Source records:
BEGIN

PR #3738, opened 2023-04-04
LIT update to v0.9.2-alpha

jbrill:
Updates our LIT release to use `v0.9.2-alpha`


jbrill:
@openoms @rootzoll one thing I noticed is `rpcmiddleware.enable=true` must be set now in the lnd.conf file for autopilot to successfully be enabled.

home.admin/assets/lnd.bitcoin.conf
```diff
@@ -24,6 +24,9 @@ rpclisten=0.0.0.0:10009
 # REST open to all connections on Port 8080
 restlisten=0.0.0.0:8080
 
+# RPC middlware enabled
+rpcmiddleware.enable=1
+
```
openoms: Please remove this:
```suggestion
```
It doesn't belong to the default config and only should be added when the autopilot is enabled if needed. Thank you for flagging it, but consider a separate PR for this.

Also as there are headers used it would need to be:
```
[rpcmiddleware]
# Enable the RPC middleware interceptor functionality.
rpcmiddleware.enable=true
```

openoms:
Please rebase to the dev branch as we are not updating v1.8, but moving from `dev` to `v1.9` for the new release.

home.admin/assets/lnd.bitcoin.conf
jbrill: Appreciate the review! I chatted with the team, and the flag should be okay to enable by default. Happy to chat more if you need more details.

More details on the interceptor [here](https://docs.lightning.engineering/lightning-network-tools/lnd/rpc-middleware-interceptor)
Also the PR to enable the flag in Umbrel by default: https://github.com/getumbrel/umbrel-apps/pull/249

openoms: The complication is that we are saving the existing lnd.conf so it needs to be changed for existing users as well.
If it is needed for the autopilot it can be changed only when autopilot activated or in the lnd.check.sh for everyone.
If you want to change these please address it in a separate PR as it is not related to the LIT update.

jbrill: It appears that `v-0.9.0-alpha` cannot be deployed without this flag set (see https://github.com/lightninglabs/lightning-terminal/issues/508). In this case, would it make sense to add the flag within this PR, perhaps to `lnd.check.sh`? Happy to tackle that in a follow-up commit. Thanks 👍

openoms:
lit v0.9.2 is out

home.admin/assets/lnd.bitcoin.conf
openoms: yes the entry with the header:
```
[rpcmiddleware]
rpcmiddleware.enable=true
```
needs to be added to lnd.check.sh (for all nodes) and to the default lnd.conf (for new nodes)

jbrill:
@openoms where can I find the default lnd.conf? I updated the lnd.check.sh with some initial bash checks

home.admin/assets/lnd.bitcoin.conf
```diff
@@ -37,3 +37,7 @@ autopilot.allocation=0.6
 [bolt]
 db.bolt.auto-compact=true
 db.bolt.auto-compact-min-age=672h
+
+[rpcmiddleware]
+# Enable the RPC middleware interceptor functionality.
```
openoms: the default lnd.conf is already changed here

home.admin/config.scripts/lnd.check.sh
```diff
@@ -305,6 +305,39 @@ fi
...
+  fileLines=$(wc -l ${lndConfFile} | cut -d " " -f1)
+  echo "# fileLines(${fileLines})"
+  if [ ${fileLines} -lt ${insertLine} ]; then
+    echo "# adding new line for inserts"
+    echo "
+  " | tee -a ${lndConfFile}
+  fi
+
+  # SET/UPDATE rpcmiddleware.enable
+  setting ${lndConfFile} ${insertLine} "rpcmiddleware\.enable" "true"
```
openoms: does the dot need to be escaped? it is not done elsewhere (see `tor.streamisolation` above)

jbrill: Updated without the escaped dot

rootzoll:
OK test worked now - merging vor v1.9.0rc4

rootzoll (approved):

PR #3977, opened 2023-06-24
Timestamp in lnd backup file

adevoss:


rootzoll:
The name of the lnd-rescue-backup is already quite long. I can see a benefit in also having a timestamp on there but I would recommend to do that manually if needed by for example archiving the file for example in a diretcory with the date. In normal cases your file system will also give you metadata when the file was created.

PR #3980, opened 2023-06-24
Backup script

adevoss:


rootzoll:
Basically what you are tyring todo here (create a ZIP of all data of the SSD excluding blockchain data) that is what the script `blitz.migration.sh` is doing. https://github.com/raspiblitz/raspiblitz/blob/dev/home.admin/config.scripts/blitz.migration.sh

Issue #3885, opened 2023-05-31
After Update to Raspiblitz 1.9.0, LND stucks at "prepare syny"; RPC service not available


Marcoblue:
I did update Raspiblitz to 1.9.0 with new SD-card and FATPACK today.

After restart I got stuck at (waited 2h):
![grafik](https://github.com/rootzoll/raspiblitz/assets/71592699/1b47d96a-a9d0-468a-b67b-1bf934f95320)

At lndlog I see every second:
2023-05-31 15:30:24.072 [DBG] RPCS: [/lnrpc.Lightning/GetInfo] requested
2023-05-31 15:30:24.072 [ERR] RPCS: [/lnrpc.Lightning/GetInfo]: waiting to start, RPC services not available

My debug log:
https://l.termbin.com/7u0n

Can you help me to find the problem? Thanks.

Marcoblue:
journalctl -u lnd:
May 31 14:17:46 raspberrypi systemd[1]: Starting Lightning Network Daemon...
May 31 14:37:47 raspberrypi systemd[1]: lnd.service: start operation timed out. Terminating.
May 31 15:01:28 raspberrypi lnd[11525]: error creating wallet config: unable to set up wallet password listeners: shutting down
May 31 15:01:28 raspberrypi systemd[1]: lnd.service: Main process exited, code=exited, status=1/FAILURE
May 31 15:01:28 raspberrypi systemd[1]: lnd.service: Failed with result 'timeout'.
May 31 15:01:28 raspberrypi systemd[1]: Failed to start Lightning Network Daemon.
May 31 15:01:28 raspberrypi systemd[1]: lnd.service: Consumed 9min 12.287s CPU time.
May 31 15:02:28 raspberrypi systemd[1]: lnd.service: Scheduled restart job, restart counter is at 1.
May 31 15:02:28 raspberrypi systemd[1]: Stopped Lightning Network Daemon.
May 31 15:02:28 raspberrypi systemd[1]: lnd.service: Consumed 9min 12.287s CPU time.
May 31 15:02:28 raspberrypi systemd[1]: Starting Lightning Network Daemon...
May 31 15:22:29 raspberrypi systemd[1]: lnd.service: start operation timed out. Terminating.
May 31 15:40:27 raspberrypi lnd[254908]: error creating wallet config: unable to set up wallet password listeners: shutting down
[...]

PR #3986, opened 2023-07-02
lnd: Restart=always and clean config

openoms:
Related: #3885

### DIFF
--- a/home.admin/config.scripts/lnd.check.sh
+++ b/home.admin/config.scripts/lnd.check.sh
@@ -332,8 +332,9 @@ if [ "$1" == "prestart" ]; then
 " | tee -a ${lndConfFile}
   fi
 
-  # remove erroneous entries: "  [rpcmiddleware]"
+  # remove erroneous entries
   sudo sed -i '/^  \[rpcmiddleware\]/d' ${lndConfFile}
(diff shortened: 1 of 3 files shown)


home.admin/config.scripts/lnd.check.sh
```diff
@@ -332,6 +332,9 @@ if [ "$1" == "prestart" ]; then
 " | tee -a ${lndConfFile}
   fi
 
+  # remove erroneous entries: "  [rpcmiddleware]"
+  sudo sed -i '/^  \[rpcmiddleware\]/d' ${lndConfFile}
```
cstenglein, line 336: I think this won't remove the [[Rr]pcmiddleware] lines in the config file:

cstenglein (changes requested):

home.admin/config.scripts/lnd.check.sh
openoms: Thanks, can't hurt if we make sure those are gone too.
adding:
```
  sudo sed -i '/^  \[\[Rr\]pcmiddleware\]/d' ${lndConfFile}
```

cstenglein (approved):

rootzoll (approved):

PR #3992, opened 2023-07-06
prevent caching of index.html, add cache-control header for other req…

cstenglein:
When upgrading the RaspiBlitz, some users get an error with the webUI since the cached index.html in the browser tries to load resources which don't exist anymore, see e.g. https://github.com/cstenglein/raspiblitz-web/issues/633

The JS & CSS filenames have the hash attached to them, so they are no problem, but the index.html always has the same filename, thus the browser wants to use the cached version.

This PR adds `Cache-Control` header to prevent any caching of the index.html (`no-store`) and tells the browser for other resources, that it should revalidate them (`no-cache, must-revalidate`). Don't be confused with `no-cache` - it does caching, it's a misnomer, see https://developer.mozilla.org/en-US/docs/Web/HTTP/Headers/Cache-Control

### DIFF
--- a/home.admin/assets/nginx/sites-available/public.conf
+++ b/home.admin/assets/nginx/sites-available/public.conf
@@ -32,6 +32,13 @@ server {
 		root /var/www/letsencrypt;
 	}
 
+	location = /index.html {
+		# internal means that it can't be called from outside
+		internal;
+		# add no-store to prevent caching of index.html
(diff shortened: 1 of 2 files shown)


cstenglein:
@rootzoll would like to have this included in the next version please

rootzoll (approved):

PR #4010, opened 2023-07-11
Adjust lnd.conf for healthcheck parameters, allowing for longer timeout intervalls for rpc connection

TrezorHannes:

We've observed a number of lnd.service restarts due to health monitor shutting down.
eg [link1](https://l.termbin.com/fkdeo), {to be complemented by others}
This is presumably happening due to high CPU / Memory load, LND loses it's connection with bitcoind and shutting down.

With the proposed PR, we're introducing a more lax yet not reckless latency allowance for LND to 
 - have a longer timeout window
 - try again 3 times
 - have an extended interval time between those 3 attempts to wait out potential temporary CPU / harddisk peak times

This PR intentionally omits a necessary `-/home/admin/config.scripts/lnd.check.sh` adjustment, I want to propose the changes first, and leave the bash magic to alter the sed changes for someone who knows his / her stuff :wink: 

We've had 3-4 raspi-noderunners successfully turning an unstable LND into a stable instance by adding those settings. Happy to debate and take on questions / challenging the settings.


fre33o:
With the addition of the healthcheck parameters in lnd.conf, the crash problems have gone away. LND runs again without problems. Thanks

openoms:
Hopefully the newer LND versions will have less CPU load, but these are welcome changes for the resource constrained environments (RPi-s) and shouldn't make matters worse in others.

`conceptACK`

needs `lnd.check.sh` additions as discussed

PR #4032, opened 2023-07-26
Nodejs update to v20.x with apt

openoms:
node and yarn binaries are in the PATH now:
```
₿ which node
/usr/bin/node
₿ which yarn
/usr/bin/yarn
```
affects the webUI install


cstenglein:
Will check on the webUI repo with node 20 and report back

cstenglein:
Webui build works with node 20  👍

rootzoll (approved):
We will have to see if the rest of WebApps will work during RC phase.

Issue #3983, opened 2023-06-29
add overcommit_memory to redis config


cstenglein:
From the redis logs under `/var/log/redis/redis-server.log`:

```
WARNING overcommit_memory is set to 0! Background save may fail under low memory condition. To fix this issue add 'vm.overcommit_memory = 1' to /etc/sysctl.conf and then reboot or run the command 'sysctl vm.overcommit_memory=1' for this to take effect.
```

See also: https://redis.io/docs/management/admin/

fusion44:
I think this only applies if we were persisting the DB to disk, which AFAIK we're not.

rootzoll:
_When overcommit_memory is set to 0 (the default), the kernel uses a heuristic algorithm to determine whether to allow a process to allocate more memory than is available. This can lead to situations where a process is allowed to allocate more memory than is physically available, which can cause the system to become unstable or crash._

_When overcommit_memory is set to 1, the kernel will always allow a process to allocate memory up to the limit of its address space, regardless of how much physical memory is available. This can prevent the system from becoming unstable or crashing due to memory allocation issues, but it can also cause processes to fail if they try to allocate more memory than is available._

To set overcommit_memory=1 seems like the more stable option.

rootzoll:
@openoms can you recommend the changes in #4041

openoms:
Agree, individual processes failing is the less evil. They can restart and allow time to diagnose the memory overallocation problem.

If we can we should add warnings if anything crashes due to OOM (out of memory) events.

rootzoll:
PR merged - now on final testing

PR #4033, opened 2023-07-26
ci: UEFI image generation and build updates

openoms:
switches the `amd64-lean-image-build` gh action to build an UEFI bootable image with Gnome desktop

adds a `amd64-lean-legacyboot-image-build` action to build a headless image with legacy boot for older hardware

refactored the amd64 build heavily, converted from json to a more standard and flexible pkr.hcl file

updates to Debian 12 base for amd64

ci readme updates

fixes: https://github.com/raspiblitz/raspiblitz/issues/4029
fixes: https://github.com/raspiblitz/raspiblitz/issues/3509
related: https://github.com/raspiblitz/raspiblitz/issues/3053

PR #4041, opened 2023-07-29
vm.overcommit_memory=1 & increase fs.inotify.max_user_instances

rootzoll:
Change some system settings to prevent freeze/crash of system:

- minimum is now 2GB RAM on RP4 (since 2020) so I thing we can double the fs.inotify.max_user_instances
- activate `vm.overcommit_memory = 1` as discussed in #3983


openoms:
Don't worry about the amd64 build failing, Debian is on 12.1 now. Updated in #4033

openoms (approved):

openoms:
rebased on the updated image builds

PR #3979, opened 2023-06-24
Copy lnd backup file to backup device after backup

adevoss:
Thank you for your contribution to RaspiBlitz. Before submitting this PR, please make sure:
- [x] That its based against the `dev` brach - not the default release branch.

PR #4053, opened 2023-08-01
lndbackup also using backup device if connected

rootzoll:
final merge into dev from #3979 with added free space check


rootzoll:
tested & ready to merge

PR #4109, opened 2023-08-16
(background.scan): only init values if they do not exist

cstenglein:
~~Not yet tested.~~ Script works.

Just came across this. The `_background.scan.sh` always inits the values, thus resetting them every time and afterwards sets them again.

Thus I updated `_cache.sh` to enable the `NX` parameter (see https://redis.io/commands/set/) to only set these initial values if they do not exist already.

Since saving these values is not a really expensive operation, I'm not sure if this change is meaningful enough.

The `_cache.sh` update is kinda hacky, don't know how to make it better without changing too much.

### DIFF
--- a/README.md
+++ b/README.md
@@ -1,9 +1,10 @@
 <!-- omit in toc -->
-# ![RaspiBlitz](pictures/raspilogo_tile_400px.png) 
+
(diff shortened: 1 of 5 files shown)


rootzoll:
I rewrote the NX extra parameter to "_cache.sh init" - merged for testing.

PR #4114, opened 2023-08-17
swapfile size increase to 10GB

openoms:
Proposing to increase the swapfile on the SSD to 10GB as the SSD space is cheap and filling up the memory and the swap can lead to the unexplained freezes seen on some 4GB RPi-s.

### DIFF
--- a/home.admin/config.scripts/blitz.datadrive.sh
+++ b/home.admin/config.scripts/blitz.datadrive.sh
@@ -1577,9 +1577,9 @@ if [ "$1" = "swap" ]; then
       sed -i "s/^CONF_SWAPFILE=.*/CONF_SWAPFILE=\/mnt\/hdd\/swapfile/g" /etc/dphys-swapfile  
     fi
     sed -i "s/^CONF_SWAPSIZE=/#CONF_SWAPSIZE=/g" /etc/dphys-swapfile 
-    sed -i "s/^#CONF_MAXSWAP=.*/CONF_MAXSWAP=3072/g" /etc/dphys-swapfile
+    sed -i "s/^#CONF_MAXSWAP=.*/CONF_MAXSWAP=10240/g" /etc/dphys-swapfile
     >&2 echo "# Creating SWAP file .."
-    dd if=/dev/zero of=$externalSwapPath count=3072 bs=1MiB 1>/dev/null
+    dd if=/dev/zero of=$externalSwapPath count=10240 bs=1MiB 1>/dev/null
     chmod 0600 $externalSwapPath 1>/dev/null
     >&2 echo "# Activating new SWAP"
     mkswap $externalSwapPath


cstenglein:
Wouldn't setting `CONF_SWAPFACTOR=2` the better option?

According to the docs:

```
# set size to computed value, this times RAM size, dynamically adapts,
#   guarantees that there is enough swap without wasting disk space on excess
```

Setting it to 2 would result in `8gb` for the 4GB pi and `16gb` for the 8gb model on maximum cause it dynamically adapts.
We could also set this to 3 on the 4gb model, so it's always 10gb+ but dynamically.


===

The docs on the `CONF_MAXSWAP` says it's absolute and restricted: 

```
# restrict size (computed and absolute!) to maximally this limit
#   can be set to empty for no limit, but beware of filled partitions!
#   this is/was a (outdated?) 32bit kernel limit (in MBytes), do not overrun it
#   but is also sensible on 64bit to prevent filling /var or even / partition
```

openoms:
Given the same apps and usage the swap size would need to be higher the on the smaller RAM boards, not proportional.

Giving it a fixed value is the simplest option. 10GB is 1% of the typical 1TB disk.

Also I am not sure of the behaviour of the dynamic allocation. Does it increase on demand? Should still leave the maximum allocated space available so the outcome is the same as reserving it.

Generally having less than 10% space available on the disk would warrant an upgrade.

cstenglein (approved):
I'm fine with either solutions :+1:

home.admin/config.scripts/blitz.datadrive.sh
```diff
@@ -1577,9 +1577,9 @@ if [ "$1" = "swap" ]; then
       sed -i "s/^CONF_SWAPFILE=.*/CONF_SWAPFILE=\/mnt\/hdd\/swapfile/g" /etc/dphys-swapfile  
     fi
     sed -i "s/^CONF_SWAPSIZE=/#CONF_SWAPSIZE=/g" /etc/dphys-swapfile 
-    sed -i "s/^#CONF_MAXSWAP=.*/CONF_MAXSWAP=3072/g" /etc/dphys-swapfile
+    sed -i "s/^#CONF_MAXSWAP=.*/CONF_MAXSWAP=10240/g" /etc/dphys-swapfile
     >&2 echo "# Creating SWAP file .."
-    dd if=/dev/zero of=$externalSwapPath count=3072 bs=1MiB 1>/dev/null
```
rootzoll, line 1582: @openoms what will happen to an old swap file on recover .. will it just get overwritten and get bigger?

rootzoll (approved):

home.admin/config.scripts/blitz.datadrive.sh
rootzoll: We will find out in testing - see #4131

PR #4115, opened 2023-08-17
electrs: control the log level in the conf only

openoms:
It is a returning question to enable electrs logs and the systemd setting is unexpected so better to remove. See: https://t.me/raspiblitz/134975

Reducing the level in the electrs config to WARN.

Other options:
https://docs.rs/env_logger/latest/env_logger/#enabling-logging
```
error
warn
info
debug
trace
```


chrisguida:
Why the change to `WARN`? `INFO` is already quite sparse

rootzoll (approved):

chrisguida:
hello?

rootzoll:
If openoms has experience from telegram suipport that this runs more stable for people I merge it - maybe electrs can run in edge cases where its spams logs on info level.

END

Your objective:
Reproduce the lines of the entries above from the one with "updates to Debian 12 base for amd64" to the one with "- [x] That its", both included, exactly and without any other line.

Output below:
updates to Debian 12 base for amd64

ci readme updates

fixes: https://github.com/raspiblitz/raspiblitz/issues/4029
fixes: https://github.com/raspiblitz/raspiblitz/issues/3509
related: https://github.com/raspiblitz/raspiblitz/issues/3053

PR #4041, opened 2023-07-29
vm.overcommit_memory=1 & increase fs.inotify.max_user_instances

rootzoll:
Change some system settings to prevent freeze/crash of system:

- minimum is now 2GB RAM on RP4 (since 2020) so I thing we can double the fs.inotify.max_user_instances
- activate `vm.overcommit_memory = 1` as discussed in #3983


openoms:
Don't worry about the amd64 build failing, Debian is on 12.1 now. Updated in #4033

openoms (approved):

openoms:
rebased on the updated image builds

PR #3979, opened 2023-06-24
Copy lnd backup file to backup device after backup

adevoss:
Thank you for your contribution to RaspiBlitz. Before submitting this PR, please make sure:
- [x] That its based against the `dev` brach - not the default release branch.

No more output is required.